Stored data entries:
PR #188, opened 2017-12-04
Metadata support to mtf tool, enabled via option --metadata

jscotka:


jscotka:
maybe you are searching for:  `examples/test_metadata_loader`, it contains PoC how this can be used (also contains `Makefile`) what does more, but also this PoC, how it can be used:
`MODULE=docker URL=fedora mtf --metadata `

examples/test_metadata_loader/metadata.yaml
```diff
@@ -0,0 +1,8 @@
+document: test-metadata
+subtype: general
+enable_lint: True
+tag_filters:
+    - "docker_labels_inspect_test"
+import_tests:
+    - "*.py"
+    - "/bin/true"
```
TomasTomecek: this is pretty interesting test

jscotka: yep, I were lazy to write any useful test, this dummy test is enough to schedule it via avocado :-)

PR #194, opened 2017-12-18
OpenShift fixes catched by real testing

phracek:

This Pull Request brings couple fixes catched by real testing.
The changes affected only OpenShift.

### DIFF
--- a/moduleframework/avocado_testers/avocado_test.py
+++ b/moduleframework/avocado_testers/avocado_test.py
@@ -238,7 +238,7 @@ class AvocadoTest(Test):
         return self.backend.ip_address
 
     @property
-    def ip_address(self, *args, **kwargs):
+    def ip_address(self):
         """
         Return ip address string of guest machine
         In many cases it should be same as host machine and port should be forwarded to host
--- a/moduleframework/helpers/openshift_helper.py
+++ b/moduleframework/helpers/openshift_helper.py
@@ -43,7 +43,7 @@ class OpenShiftHelper(ContainerHelper):
         self.name = None
         self.icontainer = self.get_url()
         self.pod_id = None
-        self._pod_status = None
+        self._ip_address = None
         if not self.icontainer:
             raise ConfigExc("No container image specified in the configuration file or environment variable.")
         if "docker=" in self.icontainer:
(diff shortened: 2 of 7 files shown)


setup.py
```diff
@@ -103,5 +103,5 @@ def get_dir(system_path=None, virtual_path=None):
         'Topic :: Software Development',
     ],
     install_requires=open('requirements.txt').read().splitlines(),
-    zip_safe=True
```
TomasTomecek: I thought it was set to True to fix a packaging issue.

moduleframework/helpers/openshift_helper.py
```diff
@@ -66,7 +66,7 @@ def _app_exists(self):
         if int(oc_status.exit_status) == 0:
             common.print_info("Application already exists.")
             return True
-        oc_services = self.runHost("oc get services -o json", ignore_status=True).stdout
+        oc_services = self.runHost("oc get pods -o json", ignore_status=True).stdout
```
TomasTomecek: this seem odd, are you sure you know what you are doing?

phracek: I will clarify it. `pods` make sense, but what if application failed. And the other use cases.

moduleframework/avocado_testers/avocado_test.py
```diff
@@ -226,7 +226,7 @@ def copyFrom(self, *args, **kwargs):
         """
         return self.backend.copyFrom(*args, **kwargs)
 
-    def getIPaddr(self, *args, **kwargs):
```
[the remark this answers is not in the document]
phracek: I don't see any reason, why to use args or kwargs.

setup.py
phracek: My fault. You are right.

moduleframework/avocado_testers/avocado_test.py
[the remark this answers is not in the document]
jscotka: I mean other methods in this class like: getModuleYaml and more: https://github.com/phracek/meta-test-family/blob/46f542b7c9678544d53dc2bf1d2d9b54966e3093/moduleframework/avocado_testers/avocado_test.py#L188 
almost all methods contais this pass thru arguments and probably would be nice to reconsider it and remove all these param forwarding and have there explicit params (to be easier to use also code completion)

moduleframework/helpers/openshift_helper.py
phracek: Based on discussion with OpenShift folks, `oc get pods` is better for getting status if application is READY.

phracek:
@jscotka Yes, but I have to run `oc cluster up`.  And unfortunally OpenShift server is not on PyPi.
I am trying to solve it by separate PR. https://github.com/fedora-modularity/meta-test-family/pull/195

PR #197, opened 2018-01-09
remove avocado.run and replace it by subprocess to see outputs on the fly

jscotka:


moduleframework/mtf_scheduler.py
```diff
@@ -227,8 +227,8 @@ def avocado_run(self):
             ACTION=self.args.action, AVOCADO_ARGS=avocado_args)
 
         # run avocado with right cmd arguments
-        bash = process.run("{AVOCADO} {a} {b}".format(
-            AVOCADO=avocadoAction, a=self.additionalAvocadoArg, b=" ".join(self.tests)), shell=True, ignore_status=True)
+        bash = subprocess.check_call("{AVOCADO} {a} {b}".format(
+            AVOCADO=avocadoAction, a=self.additionalAvocadoArg, b=" ".join(self.tests)), shell=True)
         common.print_info(bash.stdout, bash.stderr)
```
phracek: This line has to be removed.

moduleframework/mtf_scheduler.py
```diff
@@ -227,8 +227,8 @@ def avocado_run(self):
...
         common.print_debug("Command used: ", bash.command)
```
phracek: As well as this.

moduleframework/mtf_scheduler.py
```diff
@@ -227,8 +227,8 @@ def avocado_run(self):
...
         return bash.exit_status
```
phracek: I would prefer to use exit_code from subprocess. https://docs.python.org/2/library/subprocess.html
And use Popen which returns return code. https://docs.python.org/2/library/subprocess.html#subprocess.Popen.returncode

moduleframework/mtf_scheduler.py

Task goal -
Across the entries above, work out the count of lines that hold the word "fedora", and state that number alone.

Solution below -
2